### Problem description
Lines from the material below that hold the string "exports" are what is needed; copy each of them.

### Records shown
Issue #172, opened 2016-09-21
Add mock data for challenges + write tests for those


mk4111:
Create mock data for challenges in setup-data.js.

mk4111:
Closes issues as has been merged in

Issue #165, opened 2016-09-20
Tags + Challenge Cards


mk4111:
Remaining issues to fix:

- [x] Change tags 'select' button: submit --> redirect to /challenges/add
- [x] Display selected tags in /challenges/add view
- [ ] ~~On handlebars - if tags have been selected, hide 'example' tag~~

mk4111:
Closing issue as has been merged in.

PR #199, opened 2016-09-27
Edit challenges

### LINKED ISSUE #13: Challenge card management of existing cards
As a primary user, I can edit or delete existing challenge cards on my profile, So that I have the flexibility to change or remove  challenges based on their status or changes to my focus areas.

Archive instead of delete?

mk4111:
Improves tests for:
* add/rm tags to organisation profile
* edit tags on challenge card

Closes #13, #48, #165 and #172


nelsonic:
@mk4111 please _assign_ when ready for review. thanks! 👍

mk4111:
@JMurphyWeb - could you have a quick look over the code and check that it's ok/ready for review by @nelsonic please? If it is, could you please assign him to it? Thank you!

JMurphyWeb:
@mk4111 Will do next.

server/handlers/edit-challenge-view.js
```diff
@@ -0,0 +1,17 @@
+var Hoek = require('hoek');
+var helpers = require('./helpers');
+
```
JMurphyWeb: We will probably need `permissions` in this view for the navs?

server/handlers/edit-challenge.js
```diff
@@ -0,0 +1,19 @@
+var Hoek = require('hoek');
+
+module.exports = (request, reply) => {
+  var payload = request.payload;
+  var challengeId = request.params.id;
+  request.redis.LINDEX('challenges', challengeId, (error, stringifiedChallenge) => {
+    Hoek.assert(!error, error);
+    var challenge = JSON.parse(stringifiedChallenge);
+    var updates = {
```
JMurphyWeb: Why do we need the `||`s here?

server/handlers/edit-org-view.js
```diff
@@ -14,6 +14,8 @@ module.exports = (request, reply) => {
   request.redis.LINDEX('organisations', orgId, (error, stringifiedOrg) => {
     Hoek.assert(!error, 'redis error');
     var organisation = JSON.parse(stringifiedOrg);
+    var organisationTags = organisation.tags && getTagNames(organisation.tags);
+    organisation.tags = organisationTags;
```
JMurphyWeb: What do you think about checking for the existence of tags inside the getTagNames function, and returning an empty array if tags is undefined?

From what i can see we could end up in a situation where org.tags is either undefined or empty array, that might not be right though.

We could also object.assign here to avoid mutation?
```
var orgPreTags = JSON.parse(stringifiedOrg);
var tags = getTagNames(orgPreTags.tags);
var organisation = Object.assign({}, orgPreTags, {tags});
```

server/handlers/org-details-view.js
```diff
@@ -11,10 +11,13 @@ module.exports = (request, reply) => {
     Hoek.assert(!error, 'redis error');
     // TODO: catch for case where org at specified userId doesn't exist.
     var organisation = JSON.parse(stringifiedOrg);
+    var organisationTags = organisation.tags && getTagNames(organisation.tags);
+    organisation.tags = organisationTags;
+
```
JMurphyWeb: If any change is made to org-details.js then remember to change them here.

server/handlers/org-select-tags-view.js
```diff
@@ -0,0 +1,16 @@
+var Hoek = require('hoek');
+
+module.exports = (request, reply) => {
+  request.redis.LINDEX('organisations', request.params.id, (error, stringifiedOrg) => {
+    Hoek.assert(!error, error);
+    var org = JSON.parse(stringifiedOrg);
+    var allTags = require('../../tags/tags.json');
+    if (org.tags) {
+      org.tags.forEach((tag, index) => {
```
JMurphyWeb: What do you think about mapping as opposed to forEaching?
From what i can see this function is going to be used in multiple places? If so can we put it in helpers and reuse elsewhere?

server/handlers/org-select-tags.js
```diff
@@ -0,0 +1,19 @@
...
+  var orgId = request.params.id;
+  var payload = request.payload.tags;
+  var tags;
+  if (payload && payload !== -1) {
+    tags = typeof payload === 'string' ? [JSON.parse(payload)] : payload.map(tag => JSON.parse(tag));
+  } else tags = [];
+  request.redis.LINDEX('organisations', orgId, (error, stringifiedOrg) => {
+    Hoek.assert(!error, 'redis error');
+    var org = JSON.parse(stringifiedOrg);
+    org.tags = tags;
```
JMurphyWeb: Would you have anything against using Object.assign here?

server/handlers/select-tags-view.js
```diff
@@ -1,5 +1,18 @@
...
 module.exports = (request, reply) => {
-  var permissions = require('./helpers.js').getPermissions(request.auth.credentials, 'scope', 'admin');
-  var options = Object.assign({ parent_tags: require('../../tags/tags.json') }, permissions);
-  reply.view('tags', options);
+  request.redis.LINDEX('challenges', request.params.challengeId, (error, stringifiedChallenge) => {
+    Hoek.assert(!error, error);
+    var challenge = JSON.parse(stringifiedChallenge);
+    var allTags = require('../../tags/tags.json');
+    if (challenge.tags) {
+      challenge.tags.forEach((tag, index) => {
```
JMurphyWeb: I think this is doing the same as the one i mentioned above?

server/handlers/select-tags.js
```diff
@@ -13,7 +13,7 @@ module.exports = (request, reply) => {
     var updatedChallenge = Object.assign(challenge, { tags: tags });
     request.redis.LSET('challenges', challengeId, JSON.stringify(updatedChallenge), (error, response) => {
       Hoek.assert(!error, error);
-      reply.redirect(`/orgs/${challenge.org_id}`);
+      reply({ orgId: challenge.org_id }).redirect(`/orgs/${challenge.org_id}`);
```
JMurphyWeb: Why do we reply with orgId?

server/handlers/toggle-archive-challenge.js
```diff
@@ -0,0 +1,15 @@
+var Hoek = require('hoek');
```
JMurphyWeb: If we are going to use `active` as opposed to `archive` do you think we should change the name of this file? also can you issue and/or update the wiki pretty please?

templates/partials/tag.html
```diff
@@ -1,15 +1,31 @@
 <label class="tag__title" for="{{@index}}">{{name}}</label>
-<input  type="checkbox" 
-        class="tag__input" 
-        id="{{@index}}">
+{{#if selected}}
+  <input  type="checkbox"
+          class="tag__input"
+          id="{{@index}}"
```
JMurphyWeb: I know you didn't add this here, but did you add `@index` or was it harry?

I wonder if we could just use the id?

test/challenges/archive-challenges.test.js
```diff
@@ -0,0 +1,71 @@
...
+  setup.initialiseDB(() => {
+    require('../../tags/csv-to-json.js')(() => {
+      t.end();
+    });
+  });
+});
+
+tape('testing archiving/unarchiving of challenges', t => {
+  var challengeCardId = 3;
+  var orgId = initialChallenges[challengeCardId].org_id;
```
JMurphyWeb: Test looks really good, it might be beneficial to store `initialChallenges[challengeCardId]` as a `var` as it gets used a lot

test/challenges/create-challenge.test.js
```diff
@@ -76,74 +78,81 @@ tape('/challenges/add (POST) - submit new challenge as a primary_user with one t
...
-    var options2 = {
-      method: 'GET',
-      url: `/challenges/${challengeId}/tags`,
-      headers: { cookie: `token=${primary_token}` }
-    };
+    var url = reply.headers.location;
+    t.equal(reply.statusCode, 302, 'challenge created and user is redirected to different view');
+    t.equal(url, `/challenges/${challengeId}/tags`, 'user is redirected to /challenges/{id}/tags to add tags');
+    options2.url = url;
+    options3.url = url;
```
JMurphyWeb: No need to change, but i found that making options1 a function that takes some piece of data (eg url) as a param and returns the options object really useful!

```
var options4 = url => ({
    url: url,
    method: 'GET',
    headers: { cookie: `token=${primary_token}` 
})
```

test/challenges/create-challenge.test.js
```diff
@@ -76,74 +78,81 @@ tape('/challenges/add (POST) - submit new challenge as a primary_user with one t
     payload: payloads.addChallenge,
     headers: { cookie: `token=${primary_token}` }
   };
+  var options2 = {
```
JMurphyWeb: No need to change but i find options1,2,3,4.. sliiiightly hard to read. Maybe it's just personal preference though.

test/challenges/edit-challenge.test.js
```diff
@@ -0,0 +1,119 @@
...
+      var tagName = allTags[tag[0]].tags[tag[1]].name;
+      t.ok(reply.result.indexOf(tagName) > -1, 'existing tags are correctly displayed');
+    });
+    server.inject(updateTitleAndDescription, reply => {
+      t.equal(reply.statusCode, 302, 'challenge card title and description updated - page redirecting');
+      t.ok(reply.headers.location.indexOf(`/challenges/${challengeCardId}/tags`) > -1, 'redirected to tags selection page correctly');
+      updateTags.payload = payloads.noTagsAdded;
+      server.inject(viewExistingTags, reply => {
+        t.equal(reply.statusCode, 200, 'tag-selection view displayed');
+        // MAKE THE TEST BELOW: .match === TO A CERTAIN LENGTH ---> need to find out how many child tags belong to the same parent, etc.
```
JMurphyWeb: is this todo for this PR or a later one?

test/challenges/edit-challenge.test.js
```diff
@@ -0,0 +1,119 @@
...
+  var challengeCardId = 3;
+  var challengeTags = initialChallenges[challengeCardId].tags;
+  var updatedChallenge = payloads.updateChallengeCardTitleAndDescription;
+
+  var loadEditView = {
+    method: 'GET',
+    url: `/challenges/${challengeCardId}/edit`,
+    headers: { cookie: `token=${primary_token}` }
+  };
+  var updateTitleAndDescription = {
```
JMurphyWeb: like the names 👍

test/organisations/primary-edits-org.test.js
```diff
@@ -29,24 +32,64 @@ tape('primary can log in, view and edit an org they are related to', t => {
...
+      t.ok(res.payload.indexOf('archive') === -1, 'primary user cannot archive/unarchive their organisation');
       server.inject(primaryEditOrg, res => {
         t.equal(res.statusCode, 302, 'primary user is redirected');
-        t.equal(res.headers.location, '/orgs/0', "user is redirected to their org's profile view");
-        t.ok(res.payload.indexOf('Ice cream for all!') > -1, 'primary user can successfuly edit their own organisations mission_statement');
-        t.end();
+        t.equal(res.headers.location, '/orgs/0/tags', "user is redirected to their org's profile view");
+        server.inject(primaryEditTagsView, res => {
+          t.equal(res.statusCode, 200, 'tag selection page is displayed to primary user');
+          // TODO: CHECK THAT THESE ARE THE ONLY TAGS THAT HAVE BEEN CHECKED;
```
JMurphyWeb: just want to bring your attention to this before we assign nelson in case it is for this PR

JMurphyWeb:
looks like a lot of comments. sorwwy

server/handlers/edit-challenge-view.js
mk4111: We do indeed! This was something I wanted to ask you about so thanks for reminding me! 
So: 
- An admin will want to be able to edit a challenge card - do we want to provide a different view for them? 
- If we're not going to factor that in, then instead of using ```helpers.getPermissions``` can we just add config: { auth: 'primary' } to the route? This is something that I think also needs adding to the challenges/add endpoint!

server/handlers/edit-challenge.js
mk4111: It was just to catch for the case when a user deletes the contents of the pre-filled title and description, and submitted with an empty string although I don't think this is needed anymore because we've got the joi validation for it in place!

server/handlers/edit-org-view.js
mk4111: Checking for the existence of tags inside the getTagNames function sounds good!
We purposefully return false because we check {{#if organisation.tags}} in the handlebars to display that tags 'card' --> if it's an empty array, no tags will render, but an empty card will.

mk4111: We can do Object.assign here; it does avoid mutation, but does that make a difference here...? If it's a preference thing, then let's talk about it and decide :) I've been doing both depending on what the code needs, but am happy to use Object.assign() for every object if that's something you prefer

server/handlers/org-details-view.js
mk4111: What do you mean? 
I made changes here so that we'd be able to render organisation names in the org-details-view.

server/handlers/org-select-tags-view.js
mk4111: What side effects are you thinking?
I think both .map and .forEach are good and should be used depending on what we need to be doing/getting out of either function.
The reason why I went with a .forEach here was because I thought it was an easier way to add something to both the parent and the child. If we used a .map, we'd have to go through each parent_tag of the allTags array and also all the child_tags array for each parent_tag, and I guess I figured that instead of going through that entirety of that nested array of objects with an array of tagId arrays, it made sense to just go through the array of the organisation tags, and mutate the allTags object... 

This function is basically exactly the same as the one you mentioned below so I agree that it could go into helpers, but I was also wondering if maybe we could refactor the code for both, so that we'd be able to have one code base that could be applied to both scenarios; like you said, they're really similar after all...

mk4111: whoa. long message! sorry!

server/handlers/org-select-tags.js
mk4111: Nope - but I think we should have a quick chat so that we can decide on a coding style and stick to it - I feel like this is the main issue that we're facing in the PR atm...

server/handlers/select-tags-view.js
mk4111: Just made a loooong comment on that one above so I won't repeat for both our sanity :)

server/handlers/select-tags.js
mk4111: I added this in for testing purposes - made an issue on the way we are testing things (see #206 ) and thought it would be helpful to find a way in which we'd be able to test for something _specific_ rather than looking for the existence of something/or another - it also means that we won't need to hardcode the ids of the things we're looking for in our t.ok and t.equals tests, but let me know what you think!

server/handlers/toggle-archive-challenge.js
mk4111: Maybe! I'm quite easy on this so am happy to make the change if that's something you'd prefer? I'll update wiki now :)

server/handlers/edit-org-view.js
JMurphyWeb: Yeah i saw that re the returning false, sounds good. 

regarding non mutation - i agree that at the moment it doesn't matter, but I quite like to keep it non mutating as i think, these handlers may become more complex so non mutating seems like a good idea to me. 

I am flexible with it though. Interested to hear your thoughts.

server/handlers/org-details-view.js
JMurphyWeb: "Checking for the existence of tags inside the getTagNames function"

I meant specifically this comment https://github.com/emfoundation/ce100-app/pull/199#pullrequestreview-1959999

server/handlers/edit-challenge.js
JMurphyWeb: cool! are we getting rid of it or is there a reason to keep?

server/handlers/org-select-tags-view.js
JMurphyWeb: i agree it is a bit messy.  But wasn't #208 partly caused by mutating with `forEach`? That problem is solved now but I think it would be useful to be able to access the 'raw' tags object maybe in the future in this or another file? Having a non mutating helper function seems like it would be useful.  I'm happy to write that function or chat more about it 👍

server/handlers/org-select-tags.js
JMurphyWeb: true that. Sorry i should have done it in an overall message. You are right, let's chat about it.

templates/partials/tag.html
mk4111: I thought it was either you or harry... I think we might need to have a quick check through the views/partials to check that we have {{id}} instead of {{@index}} everywhere else

test/challenges/archive-challenges.test.js
mk4111: for sure :)

server/handlers/org-select-tags-view.js
mk4111: After our discussion with @nelsonic , we've agreed to keep this as is.

server/handlers/org-select-tags.js
mk4111: Will keep as is.

server/handlers/select-tags.js
mk4111: @JMurphyWeb says it's fine

server/handlers/toggle-archive-challenge.js
mk4111: Will change to toggle-active-challenge.js

templates/partials/tag.html
mk4111: This doesn't actually affect the tags (too much - at least not the info) that we need in our form response, so will keep as (at least in this PR)

test/challenges/create-challenge.test.js
mk4111: Should really be more descriptive - I'll change this and add it as a general comment to #206

test/challenges/create-challenge.test.js
mk4111: I'll add to #206 - we can refactor a lot of our tests with this I think

test/challenges/edit-challenge.test.js
mk4111: @JMurphyWeb and I just spoke about this - think we can park this for now - this is related to #206

test/organisations/primary-edits-org.test.js
mk4111: @JMurphyWeb and I just spoke about this too - related to the above comment and #206

server/handlers/edit-challenge-view.js
mk4111: Just chatted with @JMurphyWeb and have agreed that helpers.getPermissions is the approach to take (for the navbar)

server/handlers/edit-challenge.js
mk4111: Getting rid of it!

server/handlers/edit-org-view.js
mk4111: Have put the check tags existence into the helpers.getTagNames. Will keep the mutation in light of discussion with @nelsonic earlier

mk4111:
Hi @nelsonic, could you please review this PR? Sorry it took so long!

nelsonic:
👀

server/email.js
```diff
@@ -1,17 +1,18 @@
...
-    console.log('WELCOME EMAIL:', error, result);
-    Hoek.assert(!error, 'Send email error'); // uncomment this when you have valid sender email in .env
-    callback(error, result);
-  });
-};
-
-module.exports = sendEmail;
+// var Hoek = require('hoek');
+// var email = require('sendemail');
+// email.set_template_directory('server/email-templates');
```
nelsonic: to avoid having to comment out this code, we need: https://github.com/emfoundation/ce100-app/issues/212

nelsonic:
@mk4111 looks good. 👍 
@JMurphyWeb thanks for doing first review. 😉 
❤️  ✅  🎉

### Exercise result
+module.exports = (request, reply) => {
@@ -14,6 +14,8 @@ module.exports = (request, reply) => {
@@ -11,10 +11,13 @@ module.exports = (request, reply) => {
+module.exports = (request, reply) => {
 module.exports = (request, reply) => {
@@ -13,7 +13,7 @@ module.exports = (request, reply) => {
-module.exports = sendEmail;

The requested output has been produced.